Из таинственных дебрей, словно нежная острая струйка, временами долетал горьковатый запах ландышей.

И, укрывшись еще надежнее ландышей, кричал откуда-то из оврагов и зарослей кустарника никогда никем не виданный, таинственный, как хохлик,[117] козодой. Кричал гортанно, страстно, захлебываясь:

— Ма-уа, ма-уа, люа-ля, люа-ля!

Иногда он с непонятных слов переходил на четкое:

— Лиу-блю-лиу-блю!

Но все заглушал, заполнял соловьиный гром. Соловьи были здесь, у озер. И даже из-за Днепра, не меньше как за две версты отсюда, доносилось их яростное пение.

Он выбрался к озеру, мокрый, оглушенный. Озеро тускло сверкало, как чешуя. Над ним свисала одной стороной огромная близкая туча — древний, не меньше, чем лет на шестьсот, дуб.

Юноша прислонился к шершавому стволу и задумался. Вокруг было так хорошо, что никакой волшебник не придумал бы лучше. И еще — даже самый злой колдун не придумал бы ничего хуже этого. Такое во всем этом было нечеловеческое издевательство над самой сутью жизни.

Не было ее. Если б она была, издевательства не было б. Была б тогда земля, и озеро, и соловьиный гром.

Какая же нелепость разрушила все это?! Как можно было лгать когда на свете есть соловьи?! Как можно было лгать и, главное, верить лжи, когда они здесь, рядом?!

Он начал вспоминать ее лицо. Она обрадовалась вначале там, у церкви, в этом не могло быть сомнения. Но почему она потом испугалась? Так испугалась, что даже лицо стало серым? И зачем она так сделала, что вот он теперь ощущает всю эту удивительную красоту как насмешку?
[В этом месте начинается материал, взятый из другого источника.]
PR #3461, opened 2025-08-21
Feature/use v6 secured fields

sponglord:
## Summary
Use `v6.0.0` SecuredFields, which: 
- bumped the version of the JWE package, `jose`, to `5.10.0` (from `4.15.9`)
- no longer creates an ACH bundle, since in AdyenWeb `v6.12.0`, the ACH  components stopped using securedFields in its inputs
- disallows the "compat" version on Live, 

Also:
- Refactored the util in `CardInput/utils.ts` that checks if we are in a Europe based dual branding scenario, to use `Array.some` rather than `Array.filter`
- Tiny refactor to make it a bit more obvious when we do, or don't, send analytics, after the initial setup call.

## Tested scenarios

**Fixed issue**:


ribeiroguilherme:
I see that there is a feature flag `useModern` - are there specific merchants waiting for this feature? are we planning to do any A/B tests with PBL?

Asking because I discussed with the team and we are wondering why not enable this to all merchants.

sponglord:
> I see that there is a feature flag `useModern` - are there specific merchants waiting for this feature? are we planning to do any A/B tests with PBL?
> 
> Asking because I discussed with the team and we are wondering why not enable this to all merchants.

There's no specific merchants waiting for this feature. More a general sense of file size still (and always) being an issue, coupled with Q&A issues talking about the latency around the securedFields loading time.

As for making it true by default... maybe.
The current bundle (i.e v5.x) is compiled to support ES11
This v6 bundle at it's lowest setting compiles to ES2017 - which is in line with our lowest "setting" for CheckoutWeb.
The `useModern` flag compiles it to something more in line with ES2020.

So the question is which level should we set, for securedFields, by default?

ribeiroguilherme:
What is the difference in file size when using the normal version vs the modern?

> So the question is which level should we set, for securedFields, by default?

Yes - the question is if we should enforce the modern bundle (ES2020) straight away or if we should not provide this option at all and just offer the ES2017. 

I don't think we should introduce 'feature flag' here. That is not something that we generally do. We need to make a decision on which ES version we want to support and we go for it. Besides that, this also introduce different bundle types for SF which is not nice.  We should keep it simple, merchant does not need to care about it.

This also adds communication overload - we need to explain to merchants that `useModern` uses ES2020 which is X% smaller, but it _might_ not work on all browsers and they will have to test by themselves, and that will bring more questions. This will also raise expectations that loading time will decrease, although I don't believe that this is the root issue for the latency problem.

I am in the opinion that Secured Fields is very critical and if we are afraid of ES2020, then we just go for ES2017 directly. If the size difference from both versions (ES2017 vs ES2020) is very big and if we think that is safe going ES2020, then we take the risk and we go for it.

sponglord:
> What is the difference in file size when using the normal version vs the modern?

Unzipped: 174Kb (normal) versus 102Kb (modern)
Zipped about: 43Kb versus 25Kb

We do already have multiple bundle types for securedFields - we have the "compat" bundle that we historically pointed merchants to for IE11 support and that we still point merchants to if they need to run a custom http domain for testing.

Similarly we produce for different bundles for CheckoutWeb - so I'm not of the opinion that having different bundles is a problem.

We also have many feature flags already in existence for the card component - so one more doesn't really make a difference.

The reality in the real world is that one size does not fit all.

However, I do think we could just go with the ES2020 bundle, making the `useModern` flag `true` by default and then, as a defensive measure,  having the option to point merchants back to the ES2017 build if they run into problems.

packages/lib/src/components/Card/types.ts
```diff
@@ -410,6 +410,13 @@ export interface CardConfiguration extends UIElementProps {
      */
     supportedShopperInteractions?: string[];
 
+    /**
+     * For the PAN field: If the card number is now at one of it's valid lengths and the formatting process has added a separator
+     * to the end of the string... delete the separator
+     * - merchant set config option. Defaults to true
+     */
+    trimTrailingSeparator?: boolean;
+
```
ribeiroguilherme, line 419: Where is this property being used? I see it being added but I don't see where it is being used. 

Also, why are we adding this? was this requested by a merchant? I didn't fully understand its use-case by the description

sponglord: It gets sent thorough to the securedFields
I'm adding this so we see it in the `configData` (It got missed first time round). 
It has _always_ been there but we don't see it logged in the `configData`. I want it there so we can see if merchants ever use it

Откуда-то из глубины души наплыла, затопила все ярость. Он ненавидел теперь сами воспоминания.

Напрасно он простил оскорбление.

Место встречи можно было б назначить на озерищенских лугах, немного дальше того места, где они в ночном встретились с Войной… Утро… Роса… Не больше пятнадцати шагов.

Раубич стоит на барьере. Секунданты… В руке с браслетом пистолет… Надо поднять свой… Ага, он прикрылся рукой… Чудесно. Целиться надо немного ниже браслета. Если отдача будет меньше, чем обычно, — рана в солнечное сплетение.

А потом Франс. Этот из-за фатовства закрываться не будет. Здесь проще. Прямо в этот высокий бледный лоб. Прямо туда. И тогда уже, когда упадет и будешь знать, что его повезут, а через водомоины понесут на руках, тогда пистолет себе к сердцу и одним нажатием, с наслаждением…

Алесь пришел в себя и испугался. Что это было? Начиналось сумасшествие? В восемнадцать? Нечего сказать… Он поспешно сбросил куртку, ботинки, брюки, сорочку, подпрыгнул и, ухватившись за сук, подбросил на него тело.

Толстенный сук тянулся над самой водой. Дуб как будто вытянул одну руку, чтоб вечно ловить ею лунный и солнечный свет.

Алесь шел, крепко ставя ноги. Сук вскоре стал меньше и начал пружинить. Приходилось балансировать. Он остановился почти на самом конце ветви, остывая под ветерком.

Ему показалось, что он услышал шорох на берегу. Оглянулся — темнота. Никого.

И тогда он застыл, прижав руки к телу и подняв вверх лицо. Под ногами покачикалась ветвь. Прямо в глаза светили звезды.

Он опустил глаза — под ногами тоже ничего не было, кроме звезд. Глубокая синяя чаша, плная звезд.